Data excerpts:

PR #3306, opened 2021-07-27
Release 11.0 Sign-out cache clear bug fix

revanth0212:
## Description

While performing the release regression of PWA 11.0 we figured a bug that comes up in a very weird edge case. If the TTYL of the token expires and the user tries to open/refresh the app, a side effect is causing the user to log out without clearing the apollo cache.

Because of this, the cart and customer details are leftover in the cache and UI enters a corrupted state. For instance, user has logged out but the wishlist details are left behind as shown below:

image

image

This PR fixes the issue by moving the side effect into a `useEffect` of the `UserContext` and signs the user out resetting the UI to a consistent initial state.

## Related Issue

Closes PWA-1888

## Acceptance

Cache and UI should reset to the initial state after signout or TTYL expiry.

### Verification Stakeholders

@jimbo 
@supernova-at 
@eug123 

## Verification Steps

To reproduce the error state:

1. Log in
2. Changed ttl of signing token to something small, for instance 5 (to make it expire faster)
3. Refresh the page after your expiry, in this case after 5 seconds
4. Check apollo cache, no customer or cart data should persist from before

Try the same on Develop or https://pr-3282.pwa-venia.com/ which is our release 11.0 instance.

## Breaking Changes (if any)

Need to figure out if this change breaks any old version. On top of my head, it doesnt.

## Checklist

### DIFF
--- a/packages/peregrine/lib/context/user.js
+++ b/packages/peregrine/lib/context/user.js
@@ -1,9 +1,10 @@
-import React, { createContext, useContext, useMemo } from 'react';
+import React, { createContext, useContext, useEffect, useMemo } from 'react';
 import { connect } from 'react-redux';
 
 import actions from '../store/actions/user/actions';
 import * as asyncActions from '../store/actions/user/asyncActions';
 import bindActionCreators from '../util/bindActionCreators';
+import BrowserPersistence from '../util/simplePersistence';
 
 const UserContext = createContext();
 
@@ -22,6 +23,22 @@ const UserContextProvider = props => {
         userApi,
         userState
     ]);
+
+    useEffect(() => {
+        // check if the user's token is not expired
+        const storage = new BrowserPersistence();
+        const item = storage.getRawItem('signin_token');
+
+        if (item) {
+            const { ttl, timeStored } = JSON.parse(item);
+            const now = Date.now();
+
+            // if the token's TTYL has expired, we need to sign out
+            if (ttl && now - timeStored > ttl * 1000) {
+                asyncActions.signOut();
+            }
+        }
+    }, [asyncActions]);
 
     return (
         <UserContext.Provider value={contextValue}>
--- a/packages/peregrine/lib/util/simplePersistence.js
+++ b/packages/peregrine/lib/util/simplePersistence.js
@@ -42,16 +42,12 @@ export default class BrowserPersistence {
         return this.storage.getItem(name);
     }
     getItem(name) {
-        const now = Date.now();
         const item = this.storage.getItem(name);
         if (!item) {
             return undefined;
         }
-        const { value, ttl, timeStored } = JSON.parse(item);
-        if (ttl && now - timeStored > ttl * 1000) {
-            this.storage.removeItem(name);
-            return undefined;
-        }
+        const { value } = JSON.parse(item);
+
         return JSON.parse(value);
     }
     setItem(name, value, ttl) {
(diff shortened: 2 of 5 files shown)


packages/peregrine/lib/util/simplePersistence.js
```diff
@@ -42,16 +42,12 @@ export default class BrowserPersistence {
...
         const item = this.storage.getItem(name);
         if (!item) {
             return undefined;
         }
-        const { value, ttl, timeStored } = JSON.parse(item);
-        if (ttl && now - timeStored > ttl * 1000) {
-            this.storage.removeItem(name);
-            return undefined;
-        }
+        const { value } = JSON.parse(item);
```
revanth0212, line 49: Instead of doing a side effect in the getter function, I moved it into a `useEffect` in the `UserContextProvider` which seemed the right spot for it.

packages/peregrine/lib/context/user.js
```diff
@@ -23,6 +24,22 @@ const UserContextProvider = props => {
         userState
     ]);
 
+    useEffect(() => {
```
jimbo, line 27: How often does this run? And does it always run in the necessary circumstance?

revanth0212: It only runs once on refresh and it runs on time as needed by the logic to work.

larsroettig (dismissed):
LGTM

packages/peregrine/lib/util/simplePersistence.js
eug123: What about other usages of this side effect like https://github.com/magento/pwa-studio/blob/develop/packages/peregrine/lib/Router/resolveUnknownRoute.js#L151 or in the possible customizations?

packages/peregrine/lib/context/user.js
supernova-at: I like this idea except for the refresh part, since that may not happen in an installed PWA. Can the token expire while the user is browsing around? If so, what happens then?

supernova-at: I actually hope this can _not_ happen since that would be a terrible user experience to be logged out in the middle of shopping 🙃

packages/peregrine/lib/util/simplePersistence.js
revanth0212: Good question @eug123. I don't think that they are related to side effects. The file you mentioned is not used in our code base. Looks like it's dead code.

eug123: Ok, I just found setting item with ttl, have not checked if this actually used. 
But it is still possible to add ttl - `setItem(name, value, ttl)`, so you will need to implement expiration logic by yourself, whenever you need it?

packages/peregrine/lib/context/user.js
supernova-at: Well it turns out that's exactly how it works

revanth0212: The use case we were trying to solve, includes a refresh or reopening of a closed tab. If the token expires mid-way while browsing, don't we have a refresh token or some mechanism to handle it?

packages/peregrine/lib/util/simplePersistence.js
revanth0212: We do have it, its part of User Context file.

packages/peregrine/lib/context/user.js
revanth0212: I tried the same without refresh and everything worked as expected. The app logged the user out and cleared cache..

larsroettig (approved):
LGTM

packages/peregrine/lib/context/user.js
supernova-at: Ah yes, there is something else for that. Nice!

JustinConabreeAbsolunet:
@revanth0212 QA passed

anthoula:
✅  MFTF Passed

Consistent test failure for `CartPageEditProductAndCheckout` test, but currently exists on release branch, and unrelated to this work.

__PROBLEM TO WORK ON__. Search the entries above for the word "without", and copy every line where it occurs.

__ANSWER SPACE__.
While performing the release regression of PWA 11.0 we figured a bug that comes up in a very weird edge case. If the TTYL of the token expires and the user tries to open/refresh the app, a side effect is causing the user to log out without clearing the apollo cache.
revanth0212: I tried the same without refresh and everything worked as expected. The app logged the user out and cleared cache..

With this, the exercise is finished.